[Article] Abandoned Dogs in the Everglades

The saying “A dog is for life, not just for Christmas” was probably one of the most effective advertising campaigns created by a charity in the UK, established to help reduce the number of abandoned or unwanted dogs. The abandoning of dogs, cats and other household pets isn’t new news to us, but here in Florida, this inexcusable act has gotten out of control.

This year, one of Miami-Dade County’s dirtiest secrets was exposed. There are countless thousands of dogs being abandoned in the Everglades, numbers are in the thousands, left to fend for themselves and fight off predators including alligators, pythons and other wild animals. These poor dogs are starving, thirsty, injured, and often pregnant. Their fur is matted and tick infested and they have even been spotted dodging cars. As you can imagine, the list goes on.

These abused, frail and frightened animals are being ditched on the side of roads in the middle of the Everglades by their ghastly owners. The dogs are left without food and water in unbearable extreme heat and sub-tropical weather conditions. Dogs are roaming the wetlands in search of food and means of comfort, yet they are struggling to do so due to that fact that they are domesticated animals with very little sense of any survival tactics.

Due to the outcry and numerous calls from passing spectators that reported sightings of abandoned animals, a team of amazing volunteers was formed 100+ Abandoned Dogs of Everglades Florida.

The non-profit organization is made up of volunteers who go into the Everglades once a month to retrieve, revive and rescue any dogs that they can find and catch. For the most part, the dogs that have been rescued so far are not wild or aggressive but ex-companions of irresponsible owners. Amy Roman says, “Of the nearly 700 dogs we’ve saved, literally just 2 or 3 were aggressive. These dogs often come right to us and belly up! They are desperate for human contact and for survival.” It is unbearable to think about but there is video evidence of starving and pregnant dogs as well as skulls and skeletons of dogs that didn’t make it.

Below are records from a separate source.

PR #436, opened 2026-07-21
simple-mcp-server example: harden landing-page links, align CONTRIBUTING with uv

amylin1249:
Follow up to #417
- Sets `rel="noopener"` on the landing page's external links so a linked page can't reach back through `window.opener`
- Aligns CONTRIBUTING with the paired `simple-shiny-chat-with-mcp` example: `uv` instead of `pip`, plus Setup/Bundle/Changelog sections

PR #438, opened 2026-07-21
chore(simple-mcp-server): sync pyproject version with manifest

amylin1249:
Follow up to #436 - bump pyproject version for consistency with manifest version


dotNomad (approved):
Thanks for coming back for this

PR #441, opened 2026-07-24
refactor(scripts): type the GitHub release data instead of any

### LINKED ISSUE #402: refactor(scripts): type the GitHub release data instead of any
Small issue surfaced when working on #401 

In scripts/extension-list.ts, the GitHub release data is untyped (any) in three spots: getExtensionNameFromRelease, addRelease's githubRelease param, and the parsed RELEASES. Typos or payload-shape changes fail at runtime instead of build.

We can fix this by adding a GithubRelease interface (tag_name, published_at, assets[]) in scripts/types/index.ts and annotate the three spots. This also surfaces an existing edge case: assets.find(...) can return undefined, which we'd resolve with a guard that throws a clear error, matching the file's existing pattern of throwing errors.

amylin1249:
Fixes #402. Typos or payload-shape changes should now fail at build instead of runtime, and the cause of errors is made explicit.

### DIFF
--- a/scripts/extension-list.ts
+++ b/scripts/extension-list.ts
@@ -11,12 +11,12 @@ import {
   ExtensionEnvironment,
   ExtensionManifest,
   ExtensionVersion,
+  GithubRelease,
   RequiredFeature
 } from "./types";
 
-function getExtensionNameFromRelease(release: any): string {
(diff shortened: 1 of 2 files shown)


dotNomad (approved):
Better typing is always welcome! :shipit:

PR #442, opened 2026-07-24
ci: enforce quarto extensions render only what they serve

### LINKED ISSUE #403: ci: guard against Quarto extensions serving the wrong document
Surfaced in #392: a Quarto extension with no pinned primary document can silently serve a sibling .md (e.g. CHANGELOG.html) instead of its entrypoint, since Quarto renders CHANGELOG.md (it ignores README.md). No check catches it; everything builds fine.

o prevent this in the future, add a lint-extension check that runs quarto inspect and enforces the standard that a Quarto extension renders only the document it serves: a non-website extension fails if it renders a sibling Markdown page. Websites are exempt (they render many pages and serve index.html by convention). Add a CONTRIBUTING.md note to pin project.render.

Note: This edits shared infra, so CI will lint all extensions. quarto-stock-report-python/-r render a CHANGELOG today, so this PR also pins their project.render (and adds a matching pin to pqr) so they meet the standard. quarto-website legitimately renders many pages and is exempt.

amylin1249:
Fixes #403 -- adds a lint-extension guard that enforces the standard that a Quarto extension renders only the document it serves.

To make the existing content pass, this PR pins project.render to the entrypoint on quarto-stock-report-python, quarto-stock-report-r, and pqr (these ones rendered a stray CHANGELOG page). 

As a part of the cleanup, this PR also deletes connect-extension.qmd from quarto-document and quarto-stock-report-python (this is a superseded legacy gallery-metadata file that now lives in the extension block of manifest.json).

### DIFF
--- a/.github/actions/lint-extension/action.yml
+++ b/.github/actions/lint-extension/action.yml
@@ -150,3 +150,65 @@ runs:
           exit 1
         fi
       shell: bash
+
+    # The render-set guard below only applies to Quarto content.
+    - name: Detect Quarto appmode
+      id: quarto-appmode
+      run: |
+        APPMODE=$(jq -r '.metadata.appmode // ""' ./extensions/${{ inputs.extension-name }}/manifest.json)
+        if [[ "$APPMODE" == quarto-* ]]; then
+          echo "is-quarto=true" >> "$GITHUB_OUTPUT"
+        else
+          echo "is-quarto=false" >> "$GITHUB_OUTPUT"
+        fi
+      shell: bash
+
+    - name: Set up Quarto
+      if: steps.quarto-appmode.outputs.is-quarto == 'true'
+      uses: quarto-dev/quarto-actions/setup@v2
+
+    # Guards against the served-document bug (#392): Quarto renders every sibling
+    # Markdown file (e.g. CHANGELOG.md) as its own page, and with no pinned
+    # primary the default served document can silently flip to that page (e.g.
+    # CHANGELOG.html) instead of the entrypoint. Every build-time check stays
+    # green, so nothing else catches it. The standard is that a Quarto extension
+    # renders only what it serves: single-document content pins project.render to
+    # its entrypoint, while websites render their own pages. So this fails when a
+    # non-website extension renders a sibling Markdown page.
+    - name: Check Quarto render set
+      if: steps.quarto-appmode.outputs.is-quarto == 'true'
+      run: |
+        set -euo pipefail
+        EXT_DIR=./extensions/${{ inputs.extension-name }}
+
+        # Without a _quarto.yml the directory is not a project, so Connect renders
+        # only the entrypoint and no sibling Markdown becomes a page.
+        if ! INSPECT=$(quarto inspect "$EXT_DIR" 2>/dev/null); then
+          echo "Not a Quarto project; only the entrypoint renders. OK."
+          exit 0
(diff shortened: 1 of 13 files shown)


.github/workflows/extensions.yml
```diff
@@ -35,6 +35,7 @@ jobs:
             _infra:
               - integration/**
               - .github/actions/connect-integration-test/**
+              - .github/actions/lint-extension/**
```
dotNomad, line 38: Should this be added to the complex-extension block too?

.github/actions/lint-extension/action.yml
```diff
@@ -150,3 +150,65 @@ runs:
...
+    # non-website extension renders a sibling Markdown page.
+    - name: Check Quarto render set
+      if: steps.quarto-appmode.outputs.is-quarto == 'true'
+      run: |
+        set -euo pipefail
+        EXT_DIR=./extensions/${{ inputs.extension-name }}
+
+        # Without a _quarto.yml the directory is not a project, so Connect renders
+        # only the entrypoint and no sibling Markdown becomes a page.
+        if ! INSPECT=$(quarto inspect "$EXT_DIR" 2>/dev/null); then
```
dotNomad, line 186: Any `quarto inspect` failure will result in "not a Quarto project" so if the `_quarto.yml` is incorrect, like missing a semicolon in `render:` `quarto inspect` will error, but this will pass.

I think that this is tricky to do right though, maybe this is a good first pass that we improve over time.

.github/actions/lint-extension/action.yml
```diff
@@ -150,3 +150,65 @@ runs:
...
+        fi
+
+        # Rendered input basenames.
+        INPUTS=$(jq -r '.files.input[] | split("/") | last' <<< "$INSPECT")
+        COUNT=$(grep -c . <<< "$INPUTS")
+
+        # A lone document is unambiguously the served document. Otherwise a
+        # rendered sibling Markdown file (Quarto ignores README.md) is a stray
+        # page that could become the served document.
+        STRAY_MD=$(grep -iE '\.md$' <<< "$INPUTS" | grep -viE '^README\.md$' || true)
```
dotNomad, line 205: This isn't checking for stray `.qmd` docs or other file types that Quarto can render.

.github/actions/lint-extension/action.yml
```diff
@@ -150,3 +150,65 @@ runs:
...
+        # Websites legitimately render many pages and serve index.html by convention.
+        PROJECT_TYPE=$(jq -r '.config.project.type // "default"' <<< "$INSPECT")
+        if [ "$PROJECT_TYPE" == "website" ]; then
+          echo "Website project; many pages are expected. OK."
+          exit 0
+        fi
+
+        # Rendered input basenames.
+        INPUTS=$(jq -r '.files.input[] | split("/") | last' <<< "$INSPECT")
+        COUNT=$(grep -c . <<< "$INPUTS")
```
dotNomad, line 200: If there are no input matches I think this will `exit 1` and fail.

dotNomad (commented):
I think all of the changes to the extensions here make a lot of sense, but the linting needs a bit more work. My suggestion would be just fix the extensions and come back to the linting in future work.

amylin1249:
Splitting per your feedback: extension fixes in #449, linting (with your comments addressed) stacked on top in #450.

PR #449, opened 2026-07-28
fix: pin quarto extensions to render only their served document

amylin1249:
Split out of #442 per @dotNomad's review.

Quarto renders every sibling Markdown file as its own page. With no pinned entrypoint, the served document can silently flip to one of those pages instead. This pins `project.render` to the entrypoint in `pqr`, `quarto-stock-report-python`, and `quarto-stock-report-r`, which were each rendering a stray `CHANGELOG` page.

Also removes `connect-extension.qmd` from `quarto-document` and `quarto-stock-report-python`, a superseded legacy gallery-metadata file that's no longer used.

The CI guard for this class of bug is in a follow-up PR, stacked on this one.


dotNomad (approved):
This is looking good. Just added the `_quarto.yml` render change to `quarto-document` to make it consistent even though it wasn't strictly needed yet.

Watch this local news clip here and see for yourself the ongoing tragedy that is taking place in Florida’s very own backyard.

The 100+ volunteers might only be making a small dent in this massive problem, but without them hundreds of dogs would still be homeless or worse, dead. It is imperative that we team together and pitch in to help local charities and organizations like this one. No matter how little our efforts may seem, it all helps.

One Abandoned Dog’s Success Story 

My family and I are proud owners of four little rescue dogs: two Dachshunds, one Jack Russell and a ChiCorgi named Tango. We began by fostering Tango (seen in the photo), a small mixed-breed dog that was found wondering the streets of West Palm Beach. Although he was not one of the abandoned dogs from the Everglades, his story still pulls strings at our hearts.

After 12 years of his life, Tango’s previous owners abandoned him on the streets. They left him fending off cars in extreme humidity, desperately seeking food and water to survive. The length of time that he was a stray is uncertain but he was later picked up by a local pound and was given only five days to live. Luckily, The Big Dog Ranch Rescue in Wellington, Florida pulled him from the pound and saved his life. He was brought to the ranch where we found him in a small cage looking frightened, alone and injured. Tango had only been at the ranch for a few days when he was ripped into by a large dog and as a result received several stitches. It was at this point we fell for Tango and saw no other choice but to at least foster him until we could find him a home.

Tango still has a deformed jaw, missing teeth, a floating rib and a disjointed leg but he couldn’t be happier to have a home with endless love, food and comfort. After only a few days of fostering Tango, we fell in love and decided to adopt him – we became foster failures! We’ve had Tango for over a year now and he is a changed dog – healthy, happy and alive!

How can you contribute to this ongoing problem?

  • Adopt, don’t shop! By going to a pet store you are not only supporting puppy mills but the continuation of dog breeding, when there are so many dogs out there that need rescuing. You can adopt anything from a puppy to a senior, from mutts to full breeds.
  • Foster a Dog. If you can’t adopt, foster instead. You can network the dog until it gets a loving home or, who knows, perhaps you will end up becoming a foster failure too!
  • Volunteer. Sign up to volunteer at your nearest animal shelter and help dogs just like the ones found in the Everglades find loving homes forever.

What’s your story? Have you rescued a dog recently or do you know of a similar problem that is happening in your area right now?